Others like García arrive on a tourist visa and then request asylum.

Sometimes, especially in the case of prominent Venezuelan opposition leaders, the government has rolled out the welcome mat and granted them Spanish citizenship.

Cuban political dissident Carolina Barrero is pictured during an AFP interview in Madrid. Spain has long drawn migrants from its former colonies in Latin America who have often sought work in low-wage jobs, but in recent years prominent exilees have joined the influx. (Photo by PIERRE-PHILIPPE MARCOU / AFP)

‘Good option’

Contacted by AFP, Spain’s central government declined to comment.

But shortly after García arrived in Spain, Foreign Minister Jose Manuel Albares told parliament that Latin Americans “share our values, they look naturally to Europe”.

For Cubans, getting a visa to enter the United States has been even more complicated in recent years since Washington closed its consulate in Havana in 2017. It only partially reopened in May.

“Spain is a very good option,” said Cuban journalist Abraham Jiménez, who fled to Spain in January when he finally was able to obtain a passport after years of being denied one.

Spain has received previous waves of Cuban dissidents in the past.

Under an agreement between Cuba, Spain and the Catholic Church, in 2010 and 2011, more than 110 Cuban political prisoners arrived in Madrid, accompanied by dozens of relatives.

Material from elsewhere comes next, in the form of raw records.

PR #3125, opened 2017-12-20
Allow / in "host" portion of actionUrlPattern

dgrove-oss:
Allowing / in the "host" portion of the actionUrlPattern supports
deployments where URL rewriting in a front-end proxy is used to allow
multiple services to be hosted from a single hostname or IP address.
This is a common scenario for Kubernetes-based deployments where a
cluster may only have a single exposed IP address or DNS name and its
Ingress does URL rewriting to expose multiple services using different
paths.  For example, when deploying OpenWhisk on a kube cluster we
need to expose two aspects of OpenWhisk using a single host name
  mycluster.cloudprovider.com/openwhisk
  mycluster.cloudprovider.com/apigateway


dgrove-oss:
PG1 2472 🏃

dgrove-oss:
PG1 2472 🆗 - 6 test failures but ones that also happened on recent runs without this change.

rabbah:
@mdeuser @csantanapr can you review?

dgrove-oss:
@csantanapr -- ping

rabbah:
@mdeuser is this something you can review?

dgrove-oss:
@mdeuser -- ping.  We need this fix (or something equivalent) for deploying openwhisk on kube where we need to expose multiple services from a single host name using path prefixes.

dgrove-oss:
I don't mind adding another test to an existing test suite, but I'm not finding any unit tests for the parseActionUrl function.  Did I overlook something?

core/routemgmt/common/apigw-utils.js
```diff
@@ -577,15 +577,15 @@ function generateCliApiFromGwApi(gwApi) {
...
+ *           result[2] : host (i.e. myco.com, 1.2.3.4, myco.com/mywhisk)
  *           result[3] : namespace
  *           result[4] : package name
  *           result[5] : action name
  *           result[6] : action response type (i.e http, json, text, html, or svg)
  */
 function parseActionUrl(actionUrl) {
   console.log('parseActionUrl: parsing action url: '+actionUrl);
-  var actionUrlPattern = /(\w+):\/\/([:\w.\-]+)\/api\/v\d\/web\/([@\w .\-]+)\/([@\w .\-]+)\/([@\w .\-\/]+)\.(\w+)/;
+  var actionUrlPattern = /(\w+):\/\/([:/\w.\-]+)\/api\/v\d\/web\/([@\w .\-]+)\/([@\w .\-]+)\/([@\w .\-\/]+)\.(\w+)/;
```
mdeuser: need to escape that new `/` character?

dgrove-oss: it seems to work without escaping the / (because it is inside a [] ??), but  I can test with the / being escaped.   I'm not an expert of the grammar for JS regex...

dubeejw:
@mdeuser, are there tests for these files?

csantanapr:
Current tests should catches a regression.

There are now about 62,000 Cubans officially registered in Spain, with Madrid home to the largest community.

Cuba is “a pressure cooker, and ever time pressure builds” Havana eases it by forcing dissidents into exile, said Alejandro Gonzalez Raga, the head of the Madrid-based Cuban Observatory for Human Rights who fled to Spain in 2008.

Cuban journalist Mónica Baró is pictured at her home in Madrid. (Photo by PIERRE-PHILIPPE MARCOU / AFP)

‘Lost everything’

Cuban independent journalist Mónica Baró said she left Cuba for Madrid in 2021 because she said she could no longer bear the “harassment” of Cuban state security forces.

Madrid shares the same language and has a “shared culture”, as well as a well-established network of Cubans, that has helped her overcome the “traumas” she brought with her, Baro added.

But not knowing if she will ever see her parents, who remained in Cuba, again saddens her.

“When you leave like I did, you have the feeling that you buried your parents,” said Baró, who faces arrest if she returns to Cuba.

García said he welcomed the absence in Madrid of the deep “resentment” and “rage” towards the Cuban regime found in Miami among its much larger community of Cuban exiles, which he said was “natural”.

These are people “who had to leave on a raft, who lost everything they had in Cuba, whose family suffered jail time and sometimes death,” he said.

Madrid on the other hand, provides “tranquility to think things through,” he added.

“I don’t want anger, resentment, to win me over,” García said.